It’s widely recognized that the data sets used to train artificial intelligence (AI) models are significantly flawed.
Image corpora tend to be predominantly U.S. and Western-centric, primarily due to the prevalence of Western images on the internet at the time these data sets were created. A recent study from the Allen Institute for AI underscored that large language models, such as Meta’s Llama 2, often incorporate toxic language and inherent biases.
These models can amplify these issues in harmful ways. In response, OpenAI has announced a new initiative to counteract these flaws by collaborating with external organizations to develop improved data sets.
OpenAI's Data Partnerships is a new venture aimed at partnering with third-party entities to create both public and private data sets for AI training. In an official blog post, OpenAI stated that these partnerships are designed to “enable more organizations to help steer the future of AI” and ultimately “benefit from more useful models.”
“To create AI that is safe and beneficial for humanity, it's essential for AI models to have a comprehensive understanding of various subjects, industries, cultures, and languages. This requires a training data set that is as diverse as possible,” the company explained. “Incorporating your content can enhance the helpfulness of AI models by improving their knowledge of your area of expertise.”
As part of the Data Partnerships program, OpenAI plans to gather “large-scale” data sets that accurately “reflect human society” and are not readily available online. While the initiative will encompass a wide array of data types—including images, audio, and video—OpenAI is particularly interested in data that “expresses human intention,” such as in-depth writing or conversations, across various languages, topics, and formats.

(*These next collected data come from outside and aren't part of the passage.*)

PR #2333, opened 2023-01-30
[SG-744] Add claimed domain logic to mobile

andrebispo5:
## Type of change
- [ ] Bug fix
- [X] New feature development
- [ ] Other

## Objective

Now that we have the ability for domain admins to claim domains, this task will add the logic to each of the clients - which have already had Two-Step Login added - to check the API for the provided domain name on the first step of the login process to see how to handle SSO:
When a domain has been claimed by an organization the “Enterprise Single Sign-On” button on step 2 takes the user directly to the domain specific SSO action and does not require them to enter an org identifier.

## Code changes

Add new method to check if the email has an SSO domain claimed.
On login with SSO, in the Init check if the the email has a claimed SSO Domain and automatically jump to the Login.
**Note:** Due to the difficulty of testing this locally, the code of this new feature will be tested by the QA team and fixes will be done afterwards 

## Before you submit


src/App/Pages/Accounts/LoginSsoPageViewModel.cs
```diff
@@ -63,9 +65,26 @@ public string OrgIdentifier
...
+                }
+
+                if (string.IsNullOrWhiteSpace(OrgIdentifier))
+                {
+                    OrgIdentifier = await _stateService.GetRememberedOrgIdentifierAsync();
+                }
+            }
+            catch (Exception ex)
+            {
+                _logger.Exception(ex);
```
fedemkr, line 83: In case an exception is raised, does it leave the view in a good state?

src/App/Pages/Accounts/LoginSsoPageViewModel.cs
```diff
@@ -207,5 +226,19 @@ private async Task LogIn(string code, string codeVerifier, string orgId)
...
+            var userEmail = await _stateService.GetRememberedEmailAsync();
+            var claimedDomainOrg = await _organizationService.GetClaimedOrganizationDomainAsync(userEmail);
+            if (!string.IsNullOrEmpty(claimedDomainOrg))
+            {
+                OrgIdentifier = claimedDomainOrg;
+                await LogInAsync();
+                return true;
+            }
+
+            return false;
```
fedemkr, line 241: Usually this is done the other way around, so you check and `return false` first:
```c#
if (string.IsNullOrEmpty(claimedDomainOrg))
{
    return false;
}

OrgIdentifier = claimedDomainOrg;
await LogInAsync();
return true;
```

src/Core/Abstractions/IApiService.cs
```diff
@@ -90,5 +90,6 @@ public interface IApiService
         Task<PasswordlessLoginResponse> PostCreateRequestAsync(PasswordlessCreateLoginRequest passwordlessCreateLoginRequest);
         Task<string> GetUsernameFromAsync(ForwardedEmailServiceType service, UsernameGeneratorConfig config);
         Task<bool> GetKnownDeviceAsync(string email, string deviceIdentifier);
+        Task<OrganizationDomainSsoDetailsResponse> GetOrgDomainSsoDetails(string email);
```
fedemkr, line 93: Add `Async` suffix

src/Core/Models/Response/OrganizationDomainSsoDetailsResponse.cs
```diff
@@ -0,0 +1,13 @@
...
+namespace Bit.Core.Models.Response
+{
+    public class OrganizationDomainSsoDetailsResponse
+    {
+        public bool SsoAvailable { get; private set; }
+        public string DomainName { get; private set; }
+        public string OrganizationIdentifier { get; private set; }
+        public bool SsoRequired { get; private set; }
+        public DateTime? VerifiedDate { get; private set; }
+    }
```
fedemkr, line 11: Mmm I don't think this will work with `private set` cause the json deserializer won't be able to set the values (unless private setting is activated). Why do you need the properties to be `private`?

src/Core/Services/OrganizationService.cs
```diff
@@ -51,5 +54,19 @@ public async Task ClearAllAsync(string userId)
...
+            try
+            {
+                var response = await _apiService.GetOrgDomainSsoDetails(userEmail);
+                return response.OrganizationIdentifier;
+            }
+            catch (System.Exception ex)
+            {
+                // api throws 404 if there is no domain claimed
+                return string.Empty;
+            }
```
fedemkr, line 69: Is it ok that any exception returns empty string? or should it only check when the API exception is because of a 404 code?

fedemkr (changes requested):

src/App/Pages/Accounts/LoginSsoPageViewModel.cs
andrebispo5: Yes. This is an auto navigation feature, if something goes wrong, it will stay in the screen for the user to manually type the organization identifier.

src/App/Pages/Accounts/LoginSsoPageViewModel.cs
andrebispo5: You are right.

src/Core/Models/Response/OrganizationDomainSsoDetailsResponse.cs
andrebispo5: It was copy paste from the server i didn't even realised, thanks. Will change to public.

src/Core/Services/OrganizationService.cs
andrebispo5: If something happens we just want to ignore it and let the user be in the screen to continue to login manually. What i missed was logging it, just in case.

src/Core/Services/OrganizationService.cs
```diff
@@ -5,13 +5,15 @@
...
 using Bit.Core.Models.Request;
+using Bit.Core.Utilities;
 
 namespace Bit.Core.Services
 {
     public class OrganizationService : IOrganizationService
     {
         private readonly IStateService _stateService;
         private readonly IApiService _apiService;
+        readonly LazyResolve<ILogger> _logger = new LazyResolve<ILogger>("logger");
```
fedemkr, line 16: No need to specify the `"logger"` string key. Remove it.

fedemkr (changes requested):

fedemkr (approved):

src/Core/Abstractions/IStateService.cs
```diff
@@ -162,7 +162,7 @@ public interface IStateService
         Task<bool> GetLastUserShouldConnectToWatchAsync();
         Task SetAvatarColorAsync(string value, string userId = null);
         Task<string> GetAvatarColorAsync(string userId = null);
-
-
+        Task<string> GetPreLoginEmail();
+        Task SetPreLoginEmail(string value);
```
fedemkr, line 166: Add `Async` suffix

src/Core/Services/StateService.cs
```diff
@@ -1302,6 +1302,20 @@ public async Task<string> GetAvatarColorAsync(string userId = null)
             ))?.Profile?.AvatarColor;
         }
 
+        public async Task<string> GetPreLoginEmail()
+        {
+            var options = await GetDefaultStorageOptionsAsync();
+            var key = Constants.PreLoginEmailKey;
+            return await GetValueAsync<string>(key, options);
```
fedemkr, line 1309: Set the constant as the parameter directly, no need to assign it to a variable

src/Core/Services/StateService.cs
```diff
@@ -1302,6 +1302,20 @@ public async Task<string> GetAvatarColorAsync(string userId = null)
...
+        }
+
+        public async Task SetPreLoginEmail(string value)
+        {
+            var options = await GetDefaultStorageOptionsAsync();
+            var key = Constants.PreLoginEmailKey;
+            await SetValueAsync(key, value, options);
```
fedemkr, line 1316: Set the constant as the parameter directly, no need to assign it to a variable

andrebispo5:
Added new state variable to hold the pre login email to be used in the SSO login page. This was done because there was a case in `BaseLockPasswordViewController` where it was difficult to pass the email through navigation.

src/Core/Services/OrganizationService.cs
```diff
@@ -51,5 +56,20 @@ public async Task ClearAllAsync(string userId)
...
+                var response = await _apiService.GetOrgDomainSsoDetailsAsync(userEmail);
+                return response.OrganizationIdentifier;
+            }
+            catch (System.Exception ex)
+            {
+                // api throws 404 if there is no domain claimed
+                _logger.Value.Exception(ex);
+                return string.Empty;
+            }
+        }
```
fedemkr, line 73: if the `userEmail` is `null`, does it makes sense to call the service? I think we could put a null check that returns an empty string.

fedemkr (changes requested):

andrebispo5:
Updated error handling after discussion with the QA team and it was decided to fix web form validations.

src/Core/Services/OrganizationService.cs
```diff
@@ -63,13 +63,25 @@ public async Task ClearAllAsync(string userId)
...
+                if (ex is ApiException apiEx && apiEx.Error != null && apiEx.Error.StatusCode == HttpStatusCode.NotFound)
+                {
+                    // this is a valid case so there is no need to show an error
+                    return null;
+                }
 
-            var response = await _apiService.GetOrgDomainSsoDetailsAsync(userEmail);
-            return response;
+                throw ex;
+            }
```
fedemkr, line 84: You don't need to catch all exception to do this, you can just write it as:
```c#
catch (ApiException ex) when (apiEx.Error?.StatusCode == HttpStatusCode.NotFound)
{
    // this is a valid case so there is no need to show an error
    return null;
}
```

fedemkr (changes requested):

src/Core/Services/OrganizationService.cs
```diff
@@ -1,19 +1,28 @@
...
+using Bit.Core.Models.Response;
+using Bit.Core.Utilities;
 
 namespace Bit.Core.Services
 {
     public class OrganizationService : IOrganizationService
     {
         private readonly IStateService _stateService;
+        private readonly IApiService _apiService;
+        readonly LazyResolve<ILogger> _logger = new LazyResolve<ILogger>();
```
fedemkr, line 20: I don't see the logger being used, if that's the case remove it (if for some reason this would be needed, it should be injected through the ctor)

src/Core/Services/OrganizationService.cs
```diff
@@ -1,19 +1,28 @@
-﻿using System.Collections.Generic;
+﻿using System;
+using System.Collections.Generic;
```
fedemkr, line 2: I don't see this using being used, if that's the case remove it (use the automatic clear of using)

fedemkr (changes requested):

fedemkr (approved):

PR #2366, opened 2023-02-13
[PS-2280] Retain app settings on logout

mp-bw:
## Type of change
- [X] Bug fix
- [ ] New feature development
- [ ] Other

## Objective

These changes allow the app to retain account-specific settings after a hard logout (previous would only retain on soft logout).  In order to accomplish this without re-architecting the way soft logout works with multiple users, some stored settings (`VaultTimeout`, `VaultTimeoutAction`, and `ScreenCaptureAllowed`) had to be relocated from the state object to normal local storage with an account-specific pref name (follows existing pattern).  This requires a new state migration, which resulted in a conflict with a previous migration with 3 values that were originally account-specific (`DisableFavicon`, `Theme`, and `AutoDarkTheme` but used trickery to apply globally to match other clients) requiring migrating those to true global values (remove the trickery).

## Code changes

* **StateService.cs:** 
   * Update getter/setter for `VaultTimeout`, `VaultTimeoutAction`, and `ScreenCaptureAllowed` to support account-specific storage key
   * Update getter/setter for `DisableFavicon`, `Theme`, and `AutoDarkTheme` to remove account-specific storage key
   * Remove account-to-global trickery method
   * Remove deletion of app settings in `RemoveAccountAsync`
   * Remove `DisableFavicon`, `Theme`, and `AutoDarkTheme` getting/setting trickery in `ScaffoldNewAccountAsync`
   * Remove setting defaults for `VaultTimeout`, `VaultTimeoutAction`, and `ScreenCaptureAllowed` (using established pattern of getter fallbacks since these are no longer in the state object)
   * Remove purging of any existing data when logging into account that was previously logged in (sensitive data is already removed on logout and we want the settings to remain)
* **StateMigrationService.cs:** Added new 3to4 migration block, details in Objective section above (realized I should not be referencing `Constants` for keys in 2to3 migration as those change over time and need to be self-contained in the service - will fix this in a subsequent PR since it adds a lot of noise)
* **CoreHelpers.cs:** Removed `ForceScreenCaptureEnabled` as it made debugging the toggle impossible, now simply defaults to allowing screenshots in debug builds but still allows toggling (returns `CoreHelpers.InDebugMode()` as fallback default in `StateService.GetScreenCaptureAllowedAsync(..)`
* **Account.cs:** Marked `VaultTimeout`, `VaultTimeoutAction`, and `ScreenCaptureAllowed` as `[Obsolete]` to allow older migrations to function, will eventually remove
* **Constants.cs:** Changed `VaultTimeout`, `VaultTimeoutAction`, and `ScreenCaptureAllowed` to account specific keys, and `DisableFavicon`, `Theme`, and `AutoDarkTheme` to global keys

## Before you submit

### DIFF
--- a/src/Core/Services/StateMigrationService.cs
+++ b/src/Core/Services/StateMigrationService.cs
@@ -1,5 +1,6 @@
 ﻿using System;
 using System.Collections.Generic;
+using System.Linq;
 using System.Threading.Tasks;
 using Bit.Core.Abstractions;
 using Bit.Core.Enums;
@@ -329,62 +330,58 @@ namespace Bit.Core.Services
         private async Task MigrateFrom3To4Async()
         {
             var state = await GetValueAsync<State>(Storage.LiteDb, Constants.StateKey);
-            if (state?.Accounts != null)
+            if (state?.Accounts is null)
             {
-                string firstUserId = null;
+                // Update stored version
+                await SetLastStateVersionAsync(4);
+                return;
+            }
 
-                // move values from state to standalone values in LiteDB
-                foreach (var account in state.Accounts)
+            string firstUserId = null;
+
+            // move values from state to standalone values in LiteDB
+            foreach (var account in state.Accounts.Where(a => a.Value?.Profile?.UserId != null))
+            {
+                var userId = account.Value.Profile.UserId;
+                if (firstUserId == null)
                 {
-                    var userId = account.Value?.Profile?.UserId;
-                    if (userId != null)
-                    {
-                        if (firstUserId == null)
-                        {
-                            firstUserId = userId;
-                        }
-                        var vaultTimeout = account.Value?.Settings?.VaultTimeout;
-                        await SetValueAsync(Storage.LiteDb, V4Keys.VaultTimeoutKey(userId), vaultTimeout);
-
-                        var vaultTimeoutAction = account.Value?.Settings?.VaultTimeoutAction;
-                        await SetValueAsync(Storage.LiteDb, V4Keys.VaultTimeoutActionKey(userId), vaultTimeoutAction);
-
-                        var screenCaptureAllowed = account.Value?.Settings?.ScreenCaptureAllowed;
-                        await SetValueAsync(Storage.LiteDb, V4Keys.ScreenCaptureAllowedKey(userId),
-                            screenCaptureAllowed);
-                    }
+                    firstUserId = userId;
                 }
+                var vaultTimeout = account.Value.Settings?.VaultTimeout;
+                await SetValueAsync(Storage.LiteDb, V4Keys.VaultTimeoutKey(userId), vaultTimeout);
 
-                // use values from first userId to apply globals
-                if (firstUserId != null)
-                {
-                    var theme = await GetValueAsync<int?>(Storage.LiteDb, V3Keys.ThemeKey(firstUserId));
-                    await SetValueAsync(Storage.LiteDb, V4Keys.ThemeKey, theme);
+                var vaultTimeoutAction = account.Value.Settings?.VaultTimeoutAction;
+                await SetValueAsync(Storage.LiteDb, V4Keys.VaultTimeoutActionKey(userId), vaultTimeoutAction);
 
-                    var autoDarkTheme = await GetValueAsync<int?>(Storage.LiteDb, V3Keys.AutoDarkThemeKey(firstUserId));
-                    await SetValueAsync(Storage.LiteDb, V4Keys.AutoDarkThemeKey, autoDarkTheme);
+                var screenCaptureAllowed = account.Value.Settings?.ScreenCaptureAllowed;
+                await SetValueAsync(Storage.LiteDb, V4Keys.ScreenCaptureAllowedKey(userId), screenCaptureAllowed);
+            }
 
-                    var disableFavicon =
-                        await GetValueAsync<bool?>(Storage.LiteDb, V3Keys.DisableFaviconKey(firstUserId));
-                    await SetValueAsync(Storage.LiteDb, V4Keys.DisableFaviconKey, disableFavicon);
-                }
+            // use values from first userId to apply globals
+            if (firstUserId != null)
+            {
+                var theme = await GetValueAsync<int?>(Storage.LiteDb, V3Keys.ThemeKey(firstUserId));
+                await SetValueAsync(Storage.LiteDb, V4Keys.ThemeKey, theme);
+
+                var autoDarkTheme = await GetValueAsync<int?>(Storage.LiteDb, V3Keys.AutoDarkThemeKey(firstUserId));
+                await SetValueAsync(Storage.LiteDb, V4Keys.AutoDarkThemeKey, autoDarkTheme);
+
+                var disableFavicon = await GetValueAsync<bool?>(Storage.LiteDb, V3Keys.DisableFaviconKey(firstUserId));
+                await SetValueAsync(Storage.LiteDb, V4Keys.DisableFaviconKey, disableFavicon);
             }
 
             // Update stored version
             await SetLastStateVersionAsync(4);
 
             // Remove old data
-            if (state?.Accounts != null)
+            foreach (var account in state.Accounts)
             {
-                foreach (var account in state.Accounts)
+                var userId = account.Value?.Profile?.UserId;
+                if (userId != null)
                 {
-                    var userId = account.Value?.Profile?.UserId;
-                    if (userId != null)
-                    {
-                        await RemoveValueAsync(Storage.LiteDb, V3Keys.ThemeKey(userId));
-                        await RemoveValueAsync(Storage.LiteDb, V3Keys.AutoDarkThemeKey(userId));
-                        await RemoveValueAsync(Storage.LiteDb, V3Keys.DisableFaviconKey(userId));
-                    }
+                    await RemoveValueAsync(Storage.LiteDb, V3Keys.ThemeKey(userId));
+                    await RemoveValueAsync(Storage.LiteDb, V3Keys.AutoDarkThemeKey(userId));
+                    await RemoveValueAsync(Storage.LiteDb, V3Keys.DisableFaviconKey(userId));
                 }
             }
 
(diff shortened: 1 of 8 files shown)


src/Core/Services/StateMigrationService.cs
```diff
@@ -314,6 +317,90 @@ private async Task MigrateFrom2To3Async()
...
+            if (state?.Accounts != null)
+            {
+                string firstUserId = null;
+
+                // move values from state to standalone values in LiteDB
+                foreach (var account in state.Accounts)
+                {
+                    var userId = account.Value?.Profile?.UserId;
+                    if (userId != null)
+                    {
```
fedemkr, line 341: You can write this as:
```c#
foreach (var account in state.Accounts.Where(a => account.Value?.Profile?.UserId != null))
```
and you avoid the if afterwards.
Also, if you were to keep the `if`, I would write it inverted so that it doesn't create arrow code

src/Core/Services/StateService.cs
```diff
@@ -539,55 +539,50 @@ public async Task SetLastActiveTimeAsync(long? value, string userId = null)
 
         public async Task<int?> GetVaultTimeoutAsync(string userId = null)
         {
-            return (await GetAccountAsync(
-                ReconcileOptions(new StorageOptions { UserId = userId }, await GetDefaultStorageOptionsAsync())
-            ))?.Settings?.VaultTimeout;
+            var reconciledOptions = ReconcileOptions(new StorageOptions { UserId = userId },
+                await GetDefaultStorageOptionsAsync());
+            var key = Constants.VaultTimeoutKey(reconciledOptions.UserId);
+            return await GetValueAsync<int?>(key, reconciledOptions) ?? 15;
```
fedemkr, line 545: I think that `15` should be extracted to some constant

src/Core/Services/StateService.cs
```diff
@@ -650,23 +645,18 @@ public async Task SetLastBuildAsync(string value)
...
-        public async Task<bool?> GetDisableFaviconAsync(string userId = null)
+        public async Task<bool?> GetDisableFaviconAsync()
         {
-            var reconciledOptions = ReconcileOptions(new StorageOptions { UserId = userId },
-                await GetDefaultStorageOptionsAsync());
-            var key = Constants.DisableFaviconKey(reconciledOptions.UserId);
-            return await GetValueAsync<bool?>(key, reconciledOptions);
+            var options = await GetDefaultStorageOptionsAsync();
+            var key = Constants.DisableFaviconKey;
+            return await GetValueAsync<bool?>(key, options);
```
fedemkr, line 652: I would avoid assigning the `key` line and just use the `Constants.DisableFaviconKey` inline in the func. Furthermore, it has `Key` as suffix so it's obvious that it's a key in the parameter so we don't lose that either when reading it.

src/Core/Services/StateService.cs
```diff
@@ -650,23 +645,18 @@ public async Task SetLastBuildAsync(string value)
...
-            var reconciledOptions = ReconcileOptions(new StorageOptions { UserId = userId },
-                await GetDefaultStorageOptionsAsync());
-            var key = Constants.DisableFaviconKey(reconciledOptions.UserId);
-            await SetValueAsync(key, value, reconciledOptions);
-
-            // TODO remove this to restore per-account DisableFavicon support
-            SetValueGloballyAsync(Constants.DisableFaviconKey, value, reconciledOptions).FireAndForget();
+            var options = await GetDefaultStorageOptionsAsync();
+            var key = Constants.DisableFaviconKey;
+            await SetValueAsync(key, value, options);
```
fedemkr, line 659: Ídem as `Constants.DisableFaviconKey`

src/Core/Services/StateService.cs
```diff
@@ -937,42 +927,32 @@ public async Task SetRememberedOrgIdentifierAsync(string value)
...
-        public async Task<string> GetThemeAsync(string userId = null)
+        public async Task<string> GetThemeAsync()
         {
-            var reconciledOptions = ReconcileOptions(new StorageOptions { UserId = userId },
-                await GetDefaultStorageOptionsAsync());
-            var key = Constants.ThemeKey(reconciledOptions.UserId);
-            return await GetValueAsync<string>(key, reconciledOptions);
+            var options = await GetDefaultStorageOptionsAsync();
+            var key = Constants.ThemeKey;
+            return await GetValueAsync<string>(key, options);
```
fedemkr, line 934: Ídem as `Constants.DisableFaviconKey`

src/Core/Services/StateService.cs
```diff
@@ -937,42 +927,32 @@ public async Task SetRememberedOrgIdentifierAsync(string value)
...
-            var reconciledOptions = ReconcileOptions(new StorageOptions { UserId = userId },
-                await GetDefaultStorageOptionsAsync());
-            var key = Constants.ThemeKey(reconciledOptions.UserId);
-            await SetValueAsync(key, value, reconciledOptions);
-
-            // TODO remove this to restore per-account Theme support
-            SetValueGloballyAsync(Constants.ThemeKey, value, reconciledOptions).FireAndForget();
+            var options = await GetDefaultStorageOptionsAsync();
+            var key = Constants.ThemeKey;
+            await SetValueAsync(key, value, options);
```
fedemkr, line 941: Ídem as `Constants.DisableFaviconKey`

src/Core/Services/StateService.cs
```diff
@@ -937,42 +927,32 @@ public async Task SetRememberedOrgIdentifierAsync(string value)
...
-        public async Task<string> GetAutoDarkThemeAsync(string userId = null)
+        public async Task<string> GetAutoDarkThemeAsync()
         {
-            var reconciledOptions = ReconcileOptions(new StorageOptions { UserId = userId },
-                await GetDefaultStorageOptionsAsync());
-            var key = Constants.AutoDarkThemeKey(reconciledOptions.UserId);
-            return await GetValueAsync<string>(key, reconciledOptions);
+            var options = await GetDefaultStorageOptionsAsync();
+            var key = Constants.AutoDarkThemeKey;
+            return await GetValueAsync<string>(key, options);
```
fedemkr, line 948: Ídem as `Constants.DisableFaviconKey`

src/Core/Services/StateService.cs
```diff
@@ -937,42 +927,32 @@ public async Task SetRememberedOrgIdentifierAsync(string value)
...
-            var reconciledOptions = ReconcileOptions(new StorageOptions { UserId = userId },
-                await GetDefaultStorageOptionsAsync());
-            var key = Constants.AutoDarkThemeKey(reconciledOptions.UserId);
-            await SetValueAsync(key, value, reconciledOptions);
-
-            // TODO remove this to restore per-account Theme support
-            SetValueGloballyAsync(Constants.AutoDarkThemeKey, value, reconciledOptions).FireAndForget();
+            var options = await GetDefaultStorageOptionsAsync();
+            var key = Constants.AutoDarkThemeKey;
+            await SetValueAsync(key, value, options);
```
fedemkr, line 955: Ídem as `Constants.DisableFaviconKey`

src/Core/Services/StateService.cs
```diff
@@ -1551,28 +1480,6 @@ private async Task ScaffoldNewAccountAsync(Account account)
             {
                 state.Accounts = new Dictionary<string, Account>();
             }
-            if (state.Accounts.ContainsKey(account.Profile.UserId))
-            {
-                // Run cleanup pass on existing account before proceeding
-                await RemoveAccountAsync(account.Profile.UserId, false);
```
fedemkr, line 1557: I see that `RemoveAccountAsync(...)` does more stuff other than things related to global properties of this PR. Are you sure it's ok to remove this line?

src/Core/Services/StateMigrationService.cs
```diff
@@ -314,6 +317,90 @@ private async Task MigrateFrom2To3Async()
...
+                        await RemoveValueAsync(Storage.LiteDb, V3Keys.ThemeKey(userId));
+                        await RemoveValueAsync(Storage.LiteDb, V3Keys.AutoDarkThemeKey(userId));
+                        await RemoveValueAsync(Storage.LiteDb, V3Keys.DisableFaviconKey(userId));
+                    }
+                }
+            }
+
+            // Removal of old state data will happen organically as state is rebuilt in app
+        }
```
fedemkr, line 392: In order to avoid arrow code, I'd write it as:
```c#
if (state?.Accounts is null)
{
    // Update stored version
    await SetLastStateVersionAsync(4);
    return;
}

string firstUserId = null;
....

// Update stored version
await SetLastStateVersionAsync(4);

// Remove old data
...
```
It also helps so that you don't have to check it while removing old data

fedemkr (changes requested):

src/Core/Services/StateMigrationService.cs
```diff
@@ -314,6 +317,90 @@ private async Task MigrateFrom2To3Async()
             await RemoveValueAsync(Storage.LiteDb, V2Keys.Keys_PassGenHistory);
         }
 
+        // v3 to v4 Migration
+
+        private class V3Keys
+        {
+            internal static string ThemeKey(string userId) => $"theme_{userId}";
+            internal static string AutoDarkThemeKey(string userId) => $"autoDarkTheme_{userId}";
+            internal static string DisableFaviconKey(string userId) => $"disableFavicon_{userId}";
```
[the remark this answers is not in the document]
mp-bw: Not sure I'm following - changing these to `private` breaks the ability to access them from `MigrateFrom3To4Async`

src/Core/Services/StateService.cs
mp-bw: If it's ok I'd like to add this (and the others mentioned below) to the followup PR mentioned in the description.  It's a pattern used throughout all of `StateService` so changing it will be noisy.

src/Core/Services/StateService.cs
mp-bw: Yes, the other things were a pre-login safety measure to pave over any existing data in case a previous logout didn't execute cleanly for any reason, and that situation no longer applies.

src/Core/Services/StateMigrationService.cs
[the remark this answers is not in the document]
fedemkr: oh my bad, thought it was possible

fedemkr (approved):

PR #2331, opened 2023-01-27
[PS-2330][PS-2329][PS-2332][PS-2333] Checking for username terms on Android Autofill

aj-rosado:
## Type of change
- [x] Bug fix
- [ ] New feature development
- [ ] Tech debt (refactoring, code cleanup, dependency upgrades, etc)
- [ ] Build/deploy pipeline (DevOps)
- [ ] Other

## Objective
Improving the way we recognize fields as Username and Password at the login autofill to avoid filling username fields with passwords or not detecting username fields as valid username fields

## Code changes

* **FieldCollection.cs:** Added common username terms 
On fields that identify as password we check if they don't have "Username terms" on hints to avoid filling passwords on usernames.
In cases we haven't found any Username Field, we will check if there is any Field with any hint or IdEntry that matches our "Username Terms"

## Before you submit
- Please check for formatting errors (`dotnet format --verify-no-changes`) (required)
- Please add **unit tests** where it makes sense to do so (encouraged but not required)
- If this change requires a **documentation update** - notify the documentation team
- If this change has particular **deployment requirements** - notify the DevOps team

PR #2367, opened 2023-02-13
[PS-2486] Finally stop filling password into username field

larena1:
## Type of change
- [x] Bug fix
- [ ] New feature development
- [ ] Other

## Objective

The logic in #2331 is unfortunately not very reliable as it'll only detect fields that have one of "email", "phone" or "username" in their id as username fields.
This PR ensures that additonally fields that have TextVariationWebEmailAddress are also detected as username fields.

## Code changes

## Before you submit


aj-rosado:
Hello, thank you for your contribution.

I’m unable to reproduce the issue, on the Field with the `IdEntry = i0116` the `InputType` doesn’t have the flag `InputTypes.TextVariationWebEmailAddress`. Instead it is returning the `TextVariationPassword` and that’s the reason why it was filling with the password. As you can see on the image below.
field-data


Now, the implemented fix doesn’t look only to the `IdEntry` it also looks into the `Hints`, as we still have improvements to make, right now on my emulator with Android 12 it is working. That field is being identified as username.

Screenshot 2023-02-16 at 23 16 53

I'm sharing a video showing the behaviour I'm seeing on my emulator on the current master branch. As you can see, we've tried to verify your findings but we're experiencing something different than you are. Would it be possible for you to attach a video of the behaviour you're seeing both with and without this PR so we can understand better? We really appreciate your help!

https://user-images.githubusercontent.com/109146700/219656121-86b54ec3-7c26-4a1e-8636-ab610be4085b.mov

larena1:
> I’m unable to reproduce the issue, on the Field with the `IdEntry = i0116` the `InputType` doesn’t have the flag `InputTypes.TextVariationWebEmailAddress`. Instead it is returning the `TextVariationPassword` and that’s the reason why it was filling with the password. As you can see on the image below.

Do not trust the inspector on this. It wouldn't show TextVariationWebEmailAddress but it'll show if you log the value. Unfortunately your second screenshot is also cut off but can you maybe see TextVariationWebEmailAddress there?

larena1:
I understand now why it works for you. Hint seems to come from aria-label which in your language contains the term "email" and thus will be identified as username field. This is not true for other languages though.

aj-rosado:
Thank you for helping us understand! It seems like this PR would be a very positive addition to our codebase. We'll target testing this soon.

larena1:
I've also added TextVariationEmailAddress now. Not sure where it's used but you probably don't want passwords in there too.

aj-rosado:
@larena1 thank you for your contribution, the validation for `TextVariationWebEmailAddress` seems to be working fine however the `TextVariationEmailAddress` flag seems to break some password fills. Could you please remove this one?

aj-rosado (changes requested):
The `InputTypes.TextVariationEmailAddress` is affecting password fill on some cases. Please remove it

aj-rosado (approved):

aj-rosado:
Thank for your contribution, this will be part of a future release!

OpenAI will collaborate with organizations to digitize necessary training data, employing optical character recognition and automatic speech recognition tools. Any sensitive or personal information will also be removed as needed.
Initially, OpenAI aims to create two categories of data sets: an open-source data set that will be publicly accessible for general AI model training, and private data sets for proprietary use. The private data sets are targeted at organizations that wish to keep their data confidential while still enhancing OpenAI’s models’ understanding of their respective fields. So far, OpenAI has collaborated with the Icelandic Government and Miðeind ehf to boost GPT-4's proficiency in Icelandic, as well as with the Free Law Project to refine its models’ comprehension of legal documents.
“Ultimately, we seek partners who want to help us teach AI to better understand our world, so it can be maximally beneficial for everyone,” OpenAI stated.
However, can OpenAI outperform previous data-set-building initiatives? It remains questionable, as reducing data set bias is a challenge that has perplexed many experts in the field. At the very least, transparency about the process and the challenges faced in creating these data sets would be a welcome development.
Despite the ambitious tone of the blog post, there appears to be a clear commercial interest here, with the goal of enhancing the effectiveness of OpenAI's models while potentially sidelining others—without offering compensation to the original data owners. While this may be within OpenAI's rights, it comes across as somewhat insensitive, especially in light of recent open letters and lawsuits from creatives claiming that OpenAI has trained its models on their work without proper permission or remuneration.